[Start of Attachment]

PR #440, opened 2024-10-12
fix: also check if path is in project for --stdin

zimbatm:
--stdin should operate under the same rules as the other walkers.

### DIFF
--- a/cmd/format/format.go
+++ b/cmd/format/format.go
@@ -172,13 +172,13 @@ func Run(v *viper.Viper, statz *stats.Stats, cmd *cobra.Command, paths []string)
 		if len(paths) != 1 {
 			return fmt.Errorf("exactly one path should be specified when using the --stdin flag")
 		}
-	} else {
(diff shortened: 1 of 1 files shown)


brianmcgee (approved):

brianmcgee:
I remember now why it worked the way it did before. The stdin path doesn't exist yet. It will be created by the stdin walker when `Read` is called.

jfly:
> The stdin path doesn't exist yet. It will be created by the stdin walker when Read is called.

Hmm... are you sure the stdin walker creates the file? That seems like odd behavior to me, and doesn't seem to be what's happening with the code on `main`.

https://github.com/numtide/treefmt/pull/445 removes the requirement that the paths actually exist in order to check that they're under the tree root. Assuming that PR looks good, I've re-implemented @zimbatm's work here over in https://github.com/numtide/treefmt/pull/446. I don't think it has any issues with missing files.

Issue #444, opened 2024-10-12
Error: failed to close reader when asking treefmt to format files outside of the tree root if they're specified as a relative path


jfly:
Here's what happens if I'm in some project and use a relative path to ask treefmt to format a file outside of the project:

```
proj/ $ treefmt --no-cache ../out-of-tree.py
traversed 0 files
emitted 0 files for processing
formatted 0 files (0 changed) in 2ms
Error: failed to close reader: path '/tmp/tmp.V5f56DPrFE/out-of-tree.py' is outside of the root '/tmp/tmp.V5f56DPrFE/proj'
```

This is different than nice "not found within the tree root" error message we normally get:

```
proj/ $ treefmt --no-cache /out-of-tree.py
Error: path /out-of-tree.py not found within the tree root /tmp/tmp.V5f56DPrFE/proj
```

**To Reproduce**

Here's the setup for the above commands:

```
$ cd "$(mktemp -d)"
$ touch out-of-tree.py
$ mkdir proj
$ cd proj
$ git init

$ nix shell github:numtide/treefmt nixpkgs#black
$ treefmt --version
treefmt v659aa0f
$ cat treefmt.toml   # create this file
[formatter.python]
command = "black"
includes = ["*.py"]
```

**Expected behavior**

I acknowledge this is a pretty nitty cosmetic issue. That said, I would expect treefmt to give the same error message for files outside of the tree root.

**System information**

See above. I'm using 659aa0f.

jfly:
Fix out for review here: https://github.com/numtide/treefmt/pull/445/

brianmcgee:
Fixed with #445

Issue #443, opened 2024-10-12
treefmt treats relative paths as relative to the tree root, rather than the current working directory


jfly:
treefmt refuses to format files relative to $PWD when I'm in a subdirectory of my project.

This works:

```
./ $ treefmt subdir/tracked.py
traversed 1 files
emitted 1 files for processing
formatted 1 files (0 changed) in 143ms
```

But if I'm in `subdir/`:

```
subdir/ $ treefmt ./tracked.py
Error: path ./tracked.py not found within the tree root /tmp/tmp.NFu4zPpIQ9
```

But this does work if I use the same relative path from before:

```
subdir/ $ treefmt subdir/tracked.py
traversed 1 files
emitted 0 files for processing
formatted 0 files (0 changed) in 17ms
```

**To Reproduce**

Here's the setup for the above commands:

```
$ cd "$(mktemp -d)"
$ git init
$ mkdir subdir
$ touch subdir/tracked.py
$ git add --intent-to-add subdir/tracked.py

$ nix shell github:numtide/treefmt nixpkgs#black
$ treefmt --version
treefmt v659aa0f
$ cat treefmt.toml   # create this file
[formatter.python]
command = "black"
includes = ["*.py"]
```

**Expected behavior**

I expect treefmt to interpret relative paths relative to the current working directory, *not* the tree root.

**System information**

See above. I'm using 659aa0f.

jfly:
Fix out for review here: https://github.com/numtide/treefmt/pull/445/

brianmcgee:
Fixed with #445

Issue #442, opened 2024-10-12
treefmt refuses to format files when invoked with their absolute paths


jfly:
Tracked relative paths get formatted:

```
$ treefmt tracked.py
traversed 1 files
emitted 1 files for processing
formatted 1 files (1 changed) in 107ms
```

Untracked relative path get formatted (thanks @brianmcgee! this works now because of https://github.com/numtide/treefmt/pull/438):

```
$ treefmt untracked.py
traversed 1 files
emitted 1 files for processing
formatted 1 files (0 changed) in 119ms
```

Tracked absolute paths get skipped:

```
$ treefmt $(realpath tracked.py)
Error: path /home/jeremy/tmp/2024-10-12-pyhack-1/tracked.py not found within the tree root /home/jeremy/tmp/2024-10-12-pyhack-1
```

Untracked absolute paths get skipped:
```
$ treefmt $(realpath untracked.py)
Error: path /home/jeremy/tmp/2024-10-12-pyhack-1/untracked.py not found within the tree root /home/jeremy/tmp/2024-10-12-pyhack-1
```

**To Reproduce**

Here's the setup for the above commands:

```
$ cd "$(mktemp -d)"
$ git init
$ touch tracked.py
$ touch untracked.py
$ git add --intent-to-add tracked.py

$ nix shell github:numtide/treefmt nixpkgs#black
$ treefmt --version
treefmt v659aa0f
$ cat treefmt.toml   # create this file
[formatter.python]
command = "black"
includes = ["*.py"]
```

**Expected behavior**

I'd expect treefmt to format these files.

**System information**

See above. I'm using 659aa0f.

jfly:
Fix out for review here: https://github.com/numtide/treefmt/pull/445/

brianmcgee:
Fixed with #445

PR #445, opened 2024-10-12
fix: correct handling of absolute and relative paths

jfly:
This fixes a few issues with both relative and absolute paths:

- Previously, treefmt refused to format any files passed as absolute paths, regardless of if they were in tree or not: https://github.com/numtide/treefmt/issues/442
- Previously, treefmt would treat relative paths as relative to the project root, which is not ideal if you're in a subdirectory and you just want to format the file you're right next to: https://github.com/numtide/treefmt/issues/443
  - There was even a test asserting this behavior. I changed it to reflect the updated behavior.
- treefmt's handling of paths outside of the project root was a bit inconsistent: https://github.com/numtide/treefmt/issues/444

### DIFF
--- a/cmd/format/format.go
+++ b/cmd/format/format.go
@@ -10,6 +10,7 @@ import (
 	"path/filepath"
 	"runtime"
 	"runtime/pprof"
+	"strings"
 	"syscall"
 	"time"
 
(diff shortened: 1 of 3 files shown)


cmd/format/format.go
```diff
@@ -173,11 +174,27 @@ func Run(v *viper.Viper, statz *stats.Stats, cmd *cobra.Command, paths []string)
...
+			if err != nil {
+				return fmt.Errorf("error computing absolute path of %s: %w", path, err)
+			}
+
+			relativePath, err := filepath.Rel(cfg.TreeRoot, absolutePath)
+			if err != nil {
+				return fmt.Errorf("error computing relative path from %s to %s: %s", cfg.TreeRoot, absolutePath, err)
+			}
+
+			if strings.HasPrefix(relativePath, "..") {
```
jfly, line 190: I honestly don't know if there are issues with this check. I know it would fail to detect paths that start with `/`, but I think that can't happen right after we've called `filepath.Rel`.

This still seems too simple to be right. But we're also just trying to protect people from themselves here, I don't think there's a security issue. It's not like we're not Apache and need to be hyper careful not to serve up files outside of the webroot directory.

brianmcgee: I agree

brianmcgee (approved):
This is a good catch. I've been re-shaping things a fair bit this week and I think at some point this was on my list of things to bear in mind, but evidently it didn't make the final cut.

Issue #62, opened 2025-03-06
Window not large enough to view debug info when Settings popup is open


MarcinOrlowski:
The `Settings` window should perhaps be resized as with default size it does not really fits all the texts properly:

![Image](https://github.com/user-attachments/assets/91d030d8-440f-4112-b5b7-5e3b504bae59)

I run `opendeck_2.4.2_amd64.AppImage` on Ubuntu 24.04.2

ninjadev64:
Well, the window size depends on the size of your device.

And also that's just debug info anyway and is collapsed by default, if you want to see it you can just enlarge the window.

PR #412, opened 2026-08-05
fix: stop discarding key image quality on the way to the device

### LINKED ISSUE #411: Key images lose their antialiasing on the way to the device
Key images arrive on the panel with their antialiasing destroyed — stair-stepped diagonals, strokes whose width alternates along their length, and small text that turns to mush. I traced this while writing an ALSA plugin that draws its key faces as SVG, on OpenDeck 2.14.0 with a Stream Deck +.

The path a key image takes:

1. `renderImage` draws it into a 144×144 canvas and hands it over as `canvas.toDataURL("image/jpeg")` — [`src/lib/rendererHelper.ts`](https://github.com/nekename/OpenDeck/blob/main/src/lib/rendererHelper.ts). Lossy pass 1.
2. `update_image` decodes it and calls `set_button_image` — [`src-tauri/src/elgato.rs`](https://github.com/nekename/OpenDeck/blob/main/src-tauri/src/elgato.rs).
3. `elgato-streamdeck` runs `resize_exact(120, 120, FilterType::Nearest)`, then re-encodes at JPEG quality 90. Lossy pass 2.

Step 3 is the root cause and I've filed it separately: OpenActionAPI/rust-elgato-streamdeck#61. 144 → 120 is a 6:5 ratio, so nearest-neighbour drops every sixth row and column and point-samples the antialiased edges instead of averaging them. Re-running the identical pipeline with `Lanczos3` in place of `Nearest` and changing nothing else produces a clean image, so it isn't the JPEG passes or the artwork.

Two things OpenDeck could do without waiting on a crate release.

**Neutralise the nearest-neighbour resize locally.** If the image already matches the device's key size, `resize_exact` has nothing left to do:

```rust
// src-tauri/src/elgato.rs, in update_image
} else {
    let img = image::load_from_memory(&bytes)?;
    let (w, h) = kind.key_image_format().size;
    let img = if img.width() != w as u32 || img.height() != h as u32 {
        img.resize_exact(w as u32, h as u32, image::imageops::FilterType::Lanczos3)
    } else {
        img
    };
    device.set_button_image(context.position, img).await?;
}
```

**Drop the redundant JPEG pass.** Step 1 is an in-process Tauri invoke on a 144×144 image that is re-encoded as JPEG for the device anyway, so the first lossy pass buys nothing:

```diff
-	if (active && slotContext) setTimeout(async () => await invoke("update_image", { context: slotContext, image: canvas.toDataURL("image/jpeg") }), 10);
+	if (active && slotContext) setTimeout(async () => await invoke("update_image", { context: slotContext, image: canvas.toDataURL() }), 10);
```

Minor and unrelated to the above: [`src-tauri/src/encoder_layouts.rs:42`](https://github.com/nekename/OpenDeck/blob/main/src-tauri/src/encoder_layouts.rs#L42) also uses `FilterType::Nearest`, on the fallback path taken when an action has no encoder config. The normal dial-strip path goes through `streamdeck-strip-render` at native 200×100 and is unaffected, which is why strips look noticeably cleaner than keys today.

Happy to open PRs for any of these.

constrictor:
Fixes #411.

Key images reach the panel with their antialiasing destroyed — stair-stepped diagonals, strokes whose width visibly alternates along their length, and small text reduced to mush. Found while writing an ALSA plugin that draws its key faces as SVG, on 2.14.0 with a Stream Deck +.

The cause is in `elgato-streamdeck`: `convert_image_with_format` resamples every key image to the device's key size with `FilterType::Nearest`. At 144 → 120, a 6:5 ratio, that drops every sixth row and column and point-samples soft edges instead of averaging them. I've opened OpenActionAPI/rust-elgato-streamdeck#62 for it.

This PR fixes it from OpenDeck's side so it doesn't have to wait on a crate release, and makes two related changes.

**`elgato.rs` — scale to the key size before handing the image over.** With the image already at the target size, the crate's `resize_exact` is a no-op in effect, so the filter that runs is ours. This stays correct once #62 lands: that PR skips the resample entirely when the image already matches, so the two compose rather than fight.

**`rendererHelper.ts` — send the canvas as PNG, not JPEG.** That hop is an in-process Tauri invoke on a 144×144 image which is re-encoded as JPEG for the device anyway, so the lossy pass bought nothing but artefacts.

**`encoder_layouts.rs` — same filter change** on the fallback image path. Low impact, since the normal dial-strip path goes through `streamdeck-strip-render` at native 200×100 and is unaffected, but it was the same `FilterType::Nearest`.

### Testing

Rendering the same source image through the full pipeline twice, changing only the filter and keeping both JPEG passes, the `Nearest` output matches what my hardware shows and the filtered output is clean, with no change to the artwork.

I could not build the tree here: `hidapi` needs `libudev` headers that aren't installed on this machine. I type-checked each changed expression against `image` 0.25.10 with the same imports the surrounding files use, and `rustfmt --check` is clean on both Rust files; the TypeScript line stays inside your 160-column Prettier width. So this wants a real build and an on-device look before it goes in — I'd expect the visible difference to be obvious on any device with a non-square-ratio key size.

### DIFF
--- a/src-tauri/src/elgato.rs
+++ b/src-tauri/src/elgato.rs
@@ -61,7 +61,18 @@ pub async fn update_image(context: &crate::shared::Context, image: Option<&str>)
 				let (r, g, b) = extract_average_colour(&image::load_from_memory(&bytes)?);
 				device.set_touchpoint_color(context.position - key_count, r, g, b).await?;
 			} else {
-				device.set_button_image(context.position, image::load_from_memory(&bytes)?).await?;
+				// Scale to the key size ourselves. elgato-streamdeck would otherwise do it
+				// with FilterType::Nearest, which discards the antialiasing of whatever the
+				// plugin drew: at the Stream Deck +'s 6:5 ratio (144 -> 120) that drops every
+				// sixth row and column and point-samples soft edges into stair-steps.
+				let img = image::load_from_memory(&bytes)?;
+				let (kw, kh) = kind.key_image_format().size;
+				let img = if img.dimensions() == (kw as u32, kh as u32) {
+					img
+				} else {
+					img.resize_exact(kw as u32, kh as u32, image::imageops::FilterType::Lanczos3)
+				};
+				device.set_button_image(context.position, img).await?;
 			}
 		} else if context.controller == "Encoder" {
 			let mut img = image::DynamicImage::new_rgb8(200, 100);
--- a/src-tauri/src/encoder_layouts.rs
+++ b/src-tauri/src/encoder_layouts.rs
@@ -39,7 +39,7 @@ pub async fn generate_encoder_image(context: &crate::shared::Context, fallback: 
 			let mut fallback_canvas = RgbaImage::from_pixel(200, 100, Rgba([0, 0, 0, 255]));
 			let fallback_img = image::load_from_memory(fallback)
 				.context("Failed to decode fallback image")?
-				.resize(72, 72, image::imageops::FilterType::Nearest);
+				.resize(72, 72, image::imageops::FilterType::Lanczos3);
 
 			overlay(&mut fallback_canvas, &fallback_img.to_rgba8(), 64, 14);
 
--- a/src/lib/rendererHelper.ts
+++ b/src/lib/rendererHelper.ts
@@ -176,7 +176,8 @@ export async function renderImage(
 
 	context.restore();
 
-	if (active && slotContext) setTimeout(async () => await invoke("update_image", { context: slotContext, image: canvas.toDataURL("image/jpeg") }), 10);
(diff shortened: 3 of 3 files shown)


nekename:
> This PR fixes it from OpenDeck's side so it doesn't have to wait on a crate release

I maintain that library too, so there's no need to bring in a hotfix here as I can merge the PR upstream and then we can just bump the crate version here.

> rendererHelper.ts — send the canvas as PNG, not JPEG

What makes you think that this is a conversion step? It's unlikely that the browser engine is storing the canvas data as PNG. Just because the default export format is PNG doesn't mean that using JPEG here is an extra conversion step.

Let's do this upstream.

[End of Attachment]

**Problem**. Beginning with the line containing "img.dimensions() == (kw", repeat each line of the listing above, exactly, through the last one, and stop there.

**Response to this task**.
+				let img = if img.dimensions() == (kw as u32, kh as u32) {
+					img
+				} else {
+					img.resize_exact(kw as u32, kh as u32, image::imageops::FilterType::Lanczos3)
+				};
+				device.set_button_image(context.position, img).await?;
 			}
 		} else if context.controller == "Encoder" {
 			let mut img = image::DynamicImage::new_rgb8(200, 100);
--- a/src-tauri/src/encoder_layouts.rs
+++ b/src-tauri/src/encoder_layouts.rs
@@ -39,7 +39,7 @@ pub async fn generate_encoder_image(context: &crate::shared::Context, fallback: 
 			let mut fallback_canvas = RgbaImage::from_pixel(200, 100, Rgba([0, 0, 0, 255]));
 			let fallback_img = image::load_from_memory(fallback)
 				.context("Failed to decode fallback image")?
-				.resize(72, 72, image::imageops::FilterType::Nearest);
+				.resize(72, 72, image::imageops::FilterType::Lanczos3);
 
 			overlay(&mut fallback_canvas, &fallback_img.to_rgba8(), 64, 14);
 
--- a/src/lib/rendererHelper.ts
+++ b/src/lib/rendererHelper.ts
@@ -176,7 +176,8 @@ export async function renderImage(
 
 	context.restore();
 
-	if (active && slotContext) setTimeout(async () => await invoke("update_image", { context: slotContext, image: canvas.toDataURL("image/jpeg") }), 10);
(diff shortened: 3 of 3 files shown)


nekename:
> This PR fixes it from OpenDeck's side so it doesn't have to wait on a crate release

I maintain that library too, so there's no need to bring in a hotfix here as I can merge the PR upstream and then we can just bump the crate version here.

> rendererHelper.ts — send the canvas as PNG, not JPEG

What makes you think that this is a conversion step? It's unlikely that the browser engine is storing the canvas data as PNG. Just because the default export format is PNG doesn't mean that using JPEG here is an extra conversion step.

Let's do this upstream.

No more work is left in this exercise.